**What you need to do**
All records after this line are to be returned verbatim.

Dataset entries
PR #1531, opened 2023-04-27
🌱 Remove creation of 2 Events for the same event

dulek:
`record.Infof()` and `record.Warnf()` both create an event, so there's no need to use both at the same time. This commit removes one such occurrence.

**TODOs**:
- [X] squashed commits

/hold


lentzi90 (commented):
/lgtm

mdbooth (approved):

PR #1536, opened 2023-05-05
Update external approvers

mdbooth:
For a long time, in addition to the CAPO maintainers we have also allowed approvals from:
- sig-cluster-lifecycle-leads
- cluster-api-admins
- cluster-api-maintainers

However, we have to maintain these lists manually and our record of doing this has not been good. In practise there is also significant overlap in these groups.

As far as I am aware this facility has never been used, but it is easy to imagine a circumstance where it might be useful, e.g. a centrally coordinated CVE affecting multiple providers urgently. Allowing commits from CAPI maintainers should cover this use case in practise, and removing the other 2 lists reduces the amount of copy/paste we need to maintain from other projects.

/hold

### DIFF
--- a/OWNERS_ALIASES
+++ b/OWNERS_ALIASES
@@ -7,23 +7,19 @@
 # - https://github.com/kubernetes/k8s.io/blob/main/groups/sig-cluster-lifecycle/groups.yaml
 
 aliases:
-  # correct as of 2021/03/03
+  # sig-cluster-lifecycle-leads are included as approvers in case it's ever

**Solution for this task**
PR #1531, opened 2023-04-27
🌱 Remove creation of 2 Events for the same event

dulek:
`record.Infof()` and `record.Warnf()` both create an event, so there's no need to use both at the same time. This commit removes one such occurrence.

**TODOs**:
- [X] squashed commits

/hold


lentzi90 (commented):
/lgtm

mdbooth (approved):

PR #1536, opened 2023-05-05
Update external approvers

mdbooth:
For a long time, in addition to the CAPO maintainers we have also allowed approvals from:
- sig-cluster-lifecycle-leads
- cluster-api-admins
- cluster-api-maintainers

However, we have to maintain these lists manually and our record of doing this has not been good. In practise there is also significant overlap in these groups.

As far as I am aware this facility has never been used, but it is easy to imagine a circumstance where it might be useful, e.g. a centrally coordinated CVE affecting multiple providers urgently. Allowing commits from CAPI maintainers should cover this use case in practise, and removing the other 2 lists reduces the amount of copy/paste we need to maintain from other projects.

/hold

### DIFF
--- a/OWNERS_ALIASES
+++ b/OWNERS_ALIASES
@@ -7,23 +7,19 @@
 # - https://github.com/kubernetes/k8s.io/blob/main/groups/sig-cluster-lifecycle/groups.yaml
 
 aliases:
-  # correct as of 2021/03/03
+  # sig-cluster-lifecycle-leads are included as approvers in case it's ever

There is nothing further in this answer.